Definition of femme fatale:

  1. a seductive woman who lures men into dangerous or compromising situations.
  2. a woman who attracts men by an aura of charm and mystery.

Fans of director Brian De Palma noticed an apparent trend in the projects he made from the early 1990s onward to the 2000s. De Palma’s first work of the ’90s was, of course, the calamitous box-office and critical disaster The Bonfire of the Vanities, which only made back 15 of it’s $50 million dollar budget. This marked two box-office duds in a row for the director after 1989’s Casualties of War (although that movie at least, earned critical praise).

The director then went back to his smaller suspense roots with Raising Cain in 1992. Not a major hit, but it did earn almost four times its modest budget at the box-office and De Palma proved he could turn in a decent thriller. Then came 1993’s deliriously enjoyable (and expertly crafted) gangster hood suspense thriller Carlito’s Way which not only demonstrated that he was one of the most visually inventive directors working at the time, it also shown that he hadn’t lost his sense of humor – a quality dearly missing from every movie of his since 1987’s The Untouchables.

The pattern was emerging though. For one Hollywood studio project, De Palma would make his next film smaller and more personal. It was as if he was making (to borrow a phrase from actor Ethan Hawke) one for “them” and then one for “him”. His next movie was definitely one for “them”, but De Palma had fun with it too. Even if he got into arguments with that project’s leading man and producer, Tom Cruise. Mission: Impossible was a monster hit for the director in 1996. But it would be his last major smash.

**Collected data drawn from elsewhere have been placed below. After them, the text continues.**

PR #274, opened 2017-06-07
Add functional tests

### LINKED ISSUE #270: Interactive question in non-interactive mode
When `rpmbuild` build tool is selected and some build dependencies are missing, `rebase-helper` always asks the following question, even in case `--non-interactive` argument was specified:

`Some build dependencies are missing. Do you want to install them now [Y/n]?`

nforro:
Note: I used `GitPython` for cloning dist-git repository, but I can also implement the missing functionality into `GitHelper` and use it instead.

Fixes #270.


skisela:
Ahoj,
vadilo by, ak by to s tym review pockalo do pondelka? Chcel by som si to
viac prakticky skusit, dnes som na to nemal velmi vela casu.

Sebastian.

rebasehelper/tests/functional/test_rebase.py
```diff
@@ -0,0 +1,107 @@
...
+        execution_dir, results_dir, debug_log_file, report_log_file = Application.setup(cli)
+        app = Application(cli, execution_dir, results_dir, debug_log_file, report_log_file)
+        app.run()
+        with open(os.path.join(REBASE_HELPER_RESULTS_DIR, 'json.txt')) as f:
+            report = json.load(f)
+            for k in ['deleted', 'modified', 'inapplicable']:
+                assert set(report['patches'].get(k, [])) == (patches[k] or set())
+        changes = os.path.join(REBASE_HELPER_RESULTS_DIR, 'changes.patch')
+        patch = unidiff.PatchSet.from_filename(changes, encoding='UTF-8')
+        assert patch[0].path == '{}.spec'.format(package)
```
skisela: I think the order of changed files depends on the alphabetical sort, which leaves spec files at the end of the list most of the time, instead of at the beginning. But you have surely found that out in the build log.

nforro: Yes, I know about that. I'll modify the code to iterate over all hunks in the patch and search for the right one (related to SPEC and containing change of Version tag).

PR #278, opened 2017-06-16
Add possibility to download old build from Koji

nforro:
Added new argument `--get-old-build-from-koji`, only available with **python 2** due to `koji` module still lacking **python 3** support. Hopefully not for long, see: https://pagure.io/koji/c/4f4639ec


nforro:
I think most of the code is self-explanatory, but it's true that the new `KojiHelper` methods lack docstrings. I'll fix that.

In 1998 came the smaller, more personal (one for him) Snake Eyes and in 2000, the mega-budget Mission To Mars (one for them). Neither movie set the box-office on fire, in fact, Mars lost millions and De Palma was right back where he started ten years prior. So where was the logical place to go? A smaller, personal, back to roots, 100 percent pure De Palma movie: 2002’s Femme Fatale.

Laure lying naked under satin sheets watching Double Indemnity
Laure (Rebecca Romijn-Stamos) lies in bed watching Double Indemnity before she performs a heist which splits her life in two

Written by the director himself, Femme Fatale is old school De Palma in every sense, meaning it’s very Hitchcockian, visually arresting, tightly edited, full of inventive, fluid camera work, double-crosses, double identities, icy blondes as leading ladies, devious murder plots, hapless law enforcement, duplicitous powers in government, nasty killers thirsty for revenge and of course, potent sexuality. Oddly, though, this entry is light on one De Palma characteristic: extreme violence. Perhaps after Scarface, The Untouchables and Carlito’s Way, the purpose just wasn’t there any longer.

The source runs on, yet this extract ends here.